= Beginning of Section =

PR #281, opened 2022-04-05
[torchci] [flakytest] Change flaky test view to link to job instead of workflow

janeyx99:
Also addresses some other stuff in https://github.com/pytorch/pytorch/issues/71005#issuecomment-1062216629
- % to `<any>`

= End of Section =

▶ **TASK PROMPT**:
Nothing in the records may be left out; reproduce them exactly.

▶ **REPLY**:
PR #281, opened 2022-04-05
[torchci] [flakytest] Change flaky test view to link to job instead of workflow

janeyx99:
Also addresses some other stuff in https://github.com/pytorch/pytorch/issues/71005#issuecomment-1062216629
- % to `<any>`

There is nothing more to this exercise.